[Dataset items]
==*==
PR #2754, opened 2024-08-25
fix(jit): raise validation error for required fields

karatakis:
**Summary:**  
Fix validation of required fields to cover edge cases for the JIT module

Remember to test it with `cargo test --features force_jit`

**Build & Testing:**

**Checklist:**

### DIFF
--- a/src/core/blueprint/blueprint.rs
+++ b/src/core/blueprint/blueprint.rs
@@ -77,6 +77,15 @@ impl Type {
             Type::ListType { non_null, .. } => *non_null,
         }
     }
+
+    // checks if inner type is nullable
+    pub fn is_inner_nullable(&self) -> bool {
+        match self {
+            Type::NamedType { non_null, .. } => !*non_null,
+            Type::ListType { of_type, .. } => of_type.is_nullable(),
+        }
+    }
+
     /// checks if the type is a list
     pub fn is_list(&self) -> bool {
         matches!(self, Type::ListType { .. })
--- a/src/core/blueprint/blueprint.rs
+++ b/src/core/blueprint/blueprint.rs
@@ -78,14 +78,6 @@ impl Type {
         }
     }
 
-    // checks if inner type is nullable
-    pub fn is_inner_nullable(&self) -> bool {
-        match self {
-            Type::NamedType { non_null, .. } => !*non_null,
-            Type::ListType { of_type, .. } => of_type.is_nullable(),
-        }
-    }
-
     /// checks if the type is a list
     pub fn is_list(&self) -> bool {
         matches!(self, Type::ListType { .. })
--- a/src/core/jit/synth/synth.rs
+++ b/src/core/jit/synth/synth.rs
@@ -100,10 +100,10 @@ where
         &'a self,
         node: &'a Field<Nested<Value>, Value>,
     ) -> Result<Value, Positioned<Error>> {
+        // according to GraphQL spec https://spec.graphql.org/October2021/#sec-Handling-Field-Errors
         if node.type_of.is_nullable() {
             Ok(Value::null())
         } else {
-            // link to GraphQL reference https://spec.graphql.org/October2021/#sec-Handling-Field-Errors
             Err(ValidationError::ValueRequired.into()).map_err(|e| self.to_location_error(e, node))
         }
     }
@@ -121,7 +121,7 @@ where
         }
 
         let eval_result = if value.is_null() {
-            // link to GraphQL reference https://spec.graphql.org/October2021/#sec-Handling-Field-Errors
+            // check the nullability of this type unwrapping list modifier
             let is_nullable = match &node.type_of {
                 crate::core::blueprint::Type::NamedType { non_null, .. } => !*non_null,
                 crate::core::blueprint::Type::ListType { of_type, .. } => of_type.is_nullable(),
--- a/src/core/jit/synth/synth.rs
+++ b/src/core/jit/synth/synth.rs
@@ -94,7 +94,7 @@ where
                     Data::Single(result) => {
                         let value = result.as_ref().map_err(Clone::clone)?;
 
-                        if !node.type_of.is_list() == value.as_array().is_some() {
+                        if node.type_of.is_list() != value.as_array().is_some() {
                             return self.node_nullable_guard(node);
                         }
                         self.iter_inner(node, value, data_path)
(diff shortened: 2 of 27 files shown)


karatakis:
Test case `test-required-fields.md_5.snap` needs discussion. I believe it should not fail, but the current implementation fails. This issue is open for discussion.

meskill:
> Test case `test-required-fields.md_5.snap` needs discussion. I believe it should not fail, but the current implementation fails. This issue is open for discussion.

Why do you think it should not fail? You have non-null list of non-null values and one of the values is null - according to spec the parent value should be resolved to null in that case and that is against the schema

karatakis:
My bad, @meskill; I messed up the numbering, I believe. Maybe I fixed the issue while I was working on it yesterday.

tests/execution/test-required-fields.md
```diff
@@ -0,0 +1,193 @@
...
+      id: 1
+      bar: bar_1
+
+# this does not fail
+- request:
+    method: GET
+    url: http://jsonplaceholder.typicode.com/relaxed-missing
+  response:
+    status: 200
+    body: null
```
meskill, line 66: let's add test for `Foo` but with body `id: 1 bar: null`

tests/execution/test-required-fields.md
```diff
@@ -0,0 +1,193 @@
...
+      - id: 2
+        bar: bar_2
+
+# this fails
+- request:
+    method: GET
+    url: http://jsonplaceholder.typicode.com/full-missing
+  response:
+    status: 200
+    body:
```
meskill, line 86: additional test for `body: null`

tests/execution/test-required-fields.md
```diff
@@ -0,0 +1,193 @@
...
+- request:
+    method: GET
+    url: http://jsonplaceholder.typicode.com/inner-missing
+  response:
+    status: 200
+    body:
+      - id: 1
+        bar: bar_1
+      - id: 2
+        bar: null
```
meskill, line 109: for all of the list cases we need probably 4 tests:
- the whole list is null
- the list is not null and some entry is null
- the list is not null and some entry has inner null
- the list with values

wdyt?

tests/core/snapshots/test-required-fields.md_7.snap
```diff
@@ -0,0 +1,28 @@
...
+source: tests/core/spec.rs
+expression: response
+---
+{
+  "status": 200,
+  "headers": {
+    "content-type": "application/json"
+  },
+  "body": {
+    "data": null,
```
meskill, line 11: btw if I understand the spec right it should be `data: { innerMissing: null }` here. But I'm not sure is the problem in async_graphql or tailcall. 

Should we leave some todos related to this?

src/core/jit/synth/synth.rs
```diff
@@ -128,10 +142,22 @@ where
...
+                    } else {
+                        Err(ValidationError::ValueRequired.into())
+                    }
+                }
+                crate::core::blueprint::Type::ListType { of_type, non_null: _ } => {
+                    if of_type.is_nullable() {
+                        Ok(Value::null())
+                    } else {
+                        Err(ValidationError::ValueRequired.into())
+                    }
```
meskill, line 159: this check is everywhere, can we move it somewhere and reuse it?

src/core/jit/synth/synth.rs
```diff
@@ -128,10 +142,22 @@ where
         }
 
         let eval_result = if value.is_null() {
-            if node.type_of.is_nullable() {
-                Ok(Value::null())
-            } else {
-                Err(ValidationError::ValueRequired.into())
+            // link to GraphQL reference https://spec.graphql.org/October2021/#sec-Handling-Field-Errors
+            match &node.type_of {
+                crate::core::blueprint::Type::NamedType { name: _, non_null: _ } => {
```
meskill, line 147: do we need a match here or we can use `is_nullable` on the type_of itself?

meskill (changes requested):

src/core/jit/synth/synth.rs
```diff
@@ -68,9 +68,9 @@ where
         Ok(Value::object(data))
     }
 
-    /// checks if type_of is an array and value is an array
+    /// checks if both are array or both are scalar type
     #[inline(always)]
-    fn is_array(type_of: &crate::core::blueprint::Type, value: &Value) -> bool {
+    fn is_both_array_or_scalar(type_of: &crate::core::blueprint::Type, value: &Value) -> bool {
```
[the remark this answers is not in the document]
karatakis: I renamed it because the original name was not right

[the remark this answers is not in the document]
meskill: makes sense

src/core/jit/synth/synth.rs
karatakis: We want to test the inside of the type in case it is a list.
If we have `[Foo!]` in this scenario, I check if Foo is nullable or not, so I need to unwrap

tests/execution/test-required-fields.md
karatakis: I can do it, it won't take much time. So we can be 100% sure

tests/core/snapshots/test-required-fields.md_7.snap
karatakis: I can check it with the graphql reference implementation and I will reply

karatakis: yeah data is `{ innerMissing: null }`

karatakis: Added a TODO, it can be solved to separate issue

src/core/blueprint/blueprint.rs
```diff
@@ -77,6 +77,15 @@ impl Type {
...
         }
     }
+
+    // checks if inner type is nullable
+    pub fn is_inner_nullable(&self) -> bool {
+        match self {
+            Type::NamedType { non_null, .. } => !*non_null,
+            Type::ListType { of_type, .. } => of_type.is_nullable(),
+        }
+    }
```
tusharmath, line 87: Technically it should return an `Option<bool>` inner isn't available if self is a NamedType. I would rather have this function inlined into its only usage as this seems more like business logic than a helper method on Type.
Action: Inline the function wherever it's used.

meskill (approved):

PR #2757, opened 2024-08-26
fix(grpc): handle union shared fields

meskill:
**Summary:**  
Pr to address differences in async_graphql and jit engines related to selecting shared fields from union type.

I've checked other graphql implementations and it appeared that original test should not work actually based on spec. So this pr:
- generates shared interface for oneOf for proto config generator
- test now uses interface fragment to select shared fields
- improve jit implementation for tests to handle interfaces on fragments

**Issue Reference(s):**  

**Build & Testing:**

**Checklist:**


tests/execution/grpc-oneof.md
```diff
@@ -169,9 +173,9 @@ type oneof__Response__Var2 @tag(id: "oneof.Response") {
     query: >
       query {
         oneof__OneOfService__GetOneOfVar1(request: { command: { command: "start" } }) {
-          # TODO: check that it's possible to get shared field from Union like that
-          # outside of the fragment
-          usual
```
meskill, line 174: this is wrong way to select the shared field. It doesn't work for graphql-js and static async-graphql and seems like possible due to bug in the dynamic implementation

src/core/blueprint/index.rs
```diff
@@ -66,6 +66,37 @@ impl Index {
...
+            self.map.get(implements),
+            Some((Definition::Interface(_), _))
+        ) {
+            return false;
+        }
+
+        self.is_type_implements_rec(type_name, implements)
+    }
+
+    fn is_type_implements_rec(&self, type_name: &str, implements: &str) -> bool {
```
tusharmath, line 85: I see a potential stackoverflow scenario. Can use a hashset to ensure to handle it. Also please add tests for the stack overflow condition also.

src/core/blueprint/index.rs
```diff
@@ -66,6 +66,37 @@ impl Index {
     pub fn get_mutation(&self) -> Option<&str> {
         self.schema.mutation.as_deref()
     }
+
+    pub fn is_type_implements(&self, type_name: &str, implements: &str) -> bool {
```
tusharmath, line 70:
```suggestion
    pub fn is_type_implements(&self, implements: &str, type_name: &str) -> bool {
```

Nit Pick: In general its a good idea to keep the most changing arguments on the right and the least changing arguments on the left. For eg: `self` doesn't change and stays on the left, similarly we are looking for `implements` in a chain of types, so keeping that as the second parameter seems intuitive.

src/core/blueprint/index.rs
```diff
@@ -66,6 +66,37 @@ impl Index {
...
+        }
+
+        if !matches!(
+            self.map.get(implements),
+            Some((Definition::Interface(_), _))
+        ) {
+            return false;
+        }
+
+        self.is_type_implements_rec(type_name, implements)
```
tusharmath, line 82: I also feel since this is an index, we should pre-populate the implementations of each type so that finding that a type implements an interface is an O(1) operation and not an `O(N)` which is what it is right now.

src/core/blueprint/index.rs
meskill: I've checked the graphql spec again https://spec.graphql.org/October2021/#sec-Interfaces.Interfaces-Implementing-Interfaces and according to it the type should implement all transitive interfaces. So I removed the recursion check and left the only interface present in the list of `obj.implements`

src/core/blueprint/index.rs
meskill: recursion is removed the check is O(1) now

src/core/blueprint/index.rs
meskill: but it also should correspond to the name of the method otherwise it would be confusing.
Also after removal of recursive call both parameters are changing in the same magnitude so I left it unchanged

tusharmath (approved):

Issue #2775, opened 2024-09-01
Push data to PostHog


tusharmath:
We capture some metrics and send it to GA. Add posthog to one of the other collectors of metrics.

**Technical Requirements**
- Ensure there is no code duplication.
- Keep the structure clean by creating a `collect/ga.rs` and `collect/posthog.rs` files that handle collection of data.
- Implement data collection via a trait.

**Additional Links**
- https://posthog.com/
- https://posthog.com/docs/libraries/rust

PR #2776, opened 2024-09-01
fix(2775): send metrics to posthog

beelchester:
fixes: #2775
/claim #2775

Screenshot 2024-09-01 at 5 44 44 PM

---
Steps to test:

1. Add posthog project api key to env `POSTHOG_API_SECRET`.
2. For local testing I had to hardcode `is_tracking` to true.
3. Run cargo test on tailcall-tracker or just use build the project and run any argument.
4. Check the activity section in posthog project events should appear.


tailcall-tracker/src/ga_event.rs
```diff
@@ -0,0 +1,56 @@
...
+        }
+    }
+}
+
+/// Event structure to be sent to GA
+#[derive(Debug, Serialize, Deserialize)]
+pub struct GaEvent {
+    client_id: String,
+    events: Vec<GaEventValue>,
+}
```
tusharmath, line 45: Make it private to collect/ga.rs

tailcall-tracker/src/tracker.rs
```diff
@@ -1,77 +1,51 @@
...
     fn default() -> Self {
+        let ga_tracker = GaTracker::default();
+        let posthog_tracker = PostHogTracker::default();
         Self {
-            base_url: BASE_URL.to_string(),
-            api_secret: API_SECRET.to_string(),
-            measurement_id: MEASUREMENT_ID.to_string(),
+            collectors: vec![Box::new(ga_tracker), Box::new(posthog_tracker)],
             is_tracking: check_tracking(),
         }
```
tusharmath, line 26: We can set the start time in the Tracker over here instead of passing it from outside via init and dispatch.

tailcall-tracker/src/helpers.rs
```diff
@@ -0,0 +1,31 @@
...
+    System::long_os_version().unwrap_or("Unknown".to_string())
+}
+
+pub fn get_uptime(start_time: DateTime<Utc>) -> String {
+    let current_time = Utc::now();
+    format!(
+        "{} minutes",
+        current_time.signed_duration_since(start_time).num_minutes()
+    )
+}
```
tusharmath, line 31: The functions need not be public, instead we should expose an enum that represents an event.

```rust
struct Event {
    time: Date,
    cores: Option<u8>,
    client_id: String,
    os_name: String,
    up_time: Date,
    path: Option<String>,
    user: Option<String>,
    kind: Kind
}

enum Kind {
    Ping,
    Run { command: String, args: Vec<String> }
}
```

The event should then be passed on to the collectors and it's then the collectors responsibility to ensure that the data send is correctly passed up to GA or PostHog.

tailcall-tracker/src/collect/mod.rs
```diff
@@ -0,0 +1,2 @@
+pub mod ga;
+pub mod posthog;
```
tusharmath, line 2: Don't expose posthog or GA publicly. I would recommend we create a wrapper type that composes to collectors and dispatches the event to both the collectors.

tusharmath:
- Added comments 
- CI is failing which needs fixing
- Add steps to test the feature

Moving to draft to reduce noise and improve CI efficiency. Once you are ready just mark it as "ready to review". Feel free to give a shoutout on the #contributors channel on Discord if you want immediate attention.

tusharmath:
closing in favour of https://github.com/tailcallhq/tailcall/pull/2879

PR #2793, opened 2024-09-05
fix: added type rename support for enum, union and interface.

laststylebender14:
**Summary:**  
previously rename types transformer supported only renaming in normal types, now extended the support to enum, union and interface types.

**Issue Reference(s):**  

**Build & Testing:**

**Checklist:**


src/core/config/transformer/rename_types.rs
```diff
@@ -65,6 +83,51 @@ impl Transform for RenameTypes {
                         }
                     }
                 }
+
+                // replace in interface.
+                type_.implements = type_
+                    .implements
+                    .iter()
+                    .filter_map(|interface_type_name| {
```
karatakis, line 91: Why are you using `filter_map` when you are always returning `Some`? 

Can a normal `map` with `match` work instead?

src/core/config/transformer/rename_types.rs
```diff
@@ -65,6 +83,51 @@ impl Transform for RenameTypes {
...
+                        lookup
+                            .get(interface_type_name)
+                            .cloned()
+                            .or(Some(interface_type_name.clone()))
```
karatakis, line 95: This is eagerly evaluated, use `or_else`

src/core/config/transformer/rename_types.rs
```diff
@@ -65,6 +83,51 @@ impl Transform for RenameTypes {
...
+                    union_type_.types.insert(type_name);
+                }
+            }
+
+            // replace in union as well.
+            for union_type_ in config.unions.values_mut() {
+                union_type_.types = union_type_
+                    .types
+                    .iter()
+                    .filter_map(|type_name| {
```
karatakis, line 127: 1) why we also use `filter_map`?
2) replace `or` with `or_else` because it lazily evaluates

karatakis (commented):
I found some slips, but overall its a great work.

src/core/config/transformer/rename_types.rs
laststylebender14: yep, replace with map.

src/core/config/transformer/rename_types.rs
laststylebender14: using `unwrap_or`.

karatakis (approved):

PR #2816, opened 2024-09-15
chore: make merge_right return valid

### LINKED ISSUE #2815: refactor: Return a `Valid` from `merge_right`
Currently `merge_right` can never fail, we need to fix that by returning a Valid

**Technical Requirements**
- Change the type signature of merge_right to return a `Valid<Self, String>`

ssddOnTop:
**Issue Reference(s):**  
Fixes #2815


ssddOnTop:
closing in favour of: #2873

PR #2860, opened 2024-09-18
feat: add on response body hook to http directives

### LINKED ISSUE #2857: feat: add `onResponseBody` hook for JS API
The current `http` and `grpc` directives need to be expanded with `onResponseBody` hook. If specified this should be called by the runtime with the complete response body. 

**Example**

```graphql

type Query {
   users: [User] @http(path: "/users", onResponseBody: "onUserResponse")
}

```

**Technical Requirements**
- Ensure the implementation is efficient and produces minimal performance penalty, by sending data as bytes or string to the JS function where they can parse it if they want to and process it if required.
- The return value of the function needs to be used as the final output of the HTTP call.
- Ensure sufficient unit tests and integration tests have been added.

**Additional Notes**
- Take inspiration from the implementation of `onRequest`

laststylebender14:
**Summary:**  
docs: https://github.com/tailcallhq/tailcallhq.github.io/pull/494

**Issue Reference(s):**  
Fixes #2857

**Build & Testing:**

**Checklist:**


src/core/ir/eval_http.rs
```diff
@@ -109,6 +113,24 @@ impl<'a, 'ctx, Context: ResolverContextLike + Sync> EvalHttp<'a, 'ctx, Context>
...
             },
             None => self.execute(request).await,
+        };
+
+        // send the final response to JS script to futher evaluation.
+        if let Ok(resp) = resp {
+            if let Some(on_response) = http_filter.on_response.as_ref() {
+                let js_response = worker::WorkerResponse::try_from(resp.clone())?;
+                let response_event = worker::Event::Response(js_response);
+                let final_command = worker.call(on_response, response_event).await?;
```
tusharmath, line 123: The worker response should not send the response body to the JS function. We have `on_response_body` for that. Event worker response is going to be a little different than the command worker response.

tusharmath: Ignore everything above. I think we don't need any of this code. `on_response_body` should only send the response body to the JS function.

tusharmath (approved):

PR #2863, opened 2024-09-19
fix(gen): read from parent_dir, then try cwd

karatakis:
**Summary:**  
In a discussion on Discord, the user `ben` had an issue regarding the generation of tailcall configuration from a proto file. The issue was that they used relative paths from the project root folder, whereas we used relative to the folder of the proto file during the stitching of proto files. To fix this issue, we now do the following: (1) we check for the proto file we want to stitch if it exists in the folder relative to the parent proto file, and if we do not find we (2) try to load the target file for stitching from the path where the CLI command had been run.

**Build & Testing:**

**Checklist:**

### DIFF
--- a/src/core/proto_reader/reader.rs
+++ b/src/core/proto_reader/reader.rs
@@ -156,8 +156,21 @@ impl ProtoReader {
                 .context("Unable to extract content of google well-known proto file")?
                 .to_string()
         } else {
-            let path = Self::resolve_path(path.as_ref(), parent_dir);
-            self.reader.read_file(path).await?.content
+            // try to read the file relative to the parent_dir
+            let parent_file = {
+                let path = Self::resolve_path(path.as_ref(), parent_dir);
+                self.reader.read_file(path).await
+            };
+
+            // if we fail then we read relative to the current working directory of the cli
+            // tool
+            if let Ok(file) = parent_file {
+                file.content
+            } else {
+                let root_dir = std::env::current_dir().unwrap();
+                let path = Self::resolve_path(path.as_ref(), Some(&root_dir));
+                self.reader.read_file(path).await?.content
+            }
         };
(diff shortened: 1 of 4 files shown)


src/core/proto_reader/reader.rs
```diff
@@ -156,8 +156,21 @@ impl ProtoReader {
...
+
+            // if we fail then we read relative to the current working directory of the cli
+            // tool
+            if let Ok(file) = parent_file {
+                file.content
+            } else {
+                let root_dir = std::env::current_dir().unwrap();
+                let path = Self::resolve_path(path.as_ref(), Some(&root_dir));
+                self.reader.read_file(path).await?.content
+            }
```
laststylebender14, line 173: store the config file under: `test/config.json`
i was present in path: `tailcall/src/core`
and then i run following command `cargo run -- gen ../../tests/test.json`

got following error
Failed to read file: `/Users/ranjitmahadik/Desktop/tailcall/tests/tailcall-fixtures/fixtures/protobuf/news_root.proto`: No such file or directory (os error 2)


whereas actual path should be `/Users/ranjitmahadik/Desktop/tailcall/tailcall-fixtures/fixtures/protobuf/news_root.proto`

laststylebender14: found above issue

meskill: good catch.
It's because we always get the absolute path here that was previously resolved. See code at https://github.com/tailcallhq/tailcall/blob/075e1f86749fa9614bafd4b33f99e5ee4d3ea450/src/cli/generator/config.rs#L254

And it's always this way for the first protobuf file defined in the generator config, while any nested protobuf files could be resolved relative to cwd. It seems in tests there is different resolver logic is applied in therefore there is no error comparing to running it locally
==*==
▶ **GOAL OF THE EXERCISE**:
Reply with one number, the count of lines in the records that include the word "replace".

▶ **ANSWER BELOW**:
4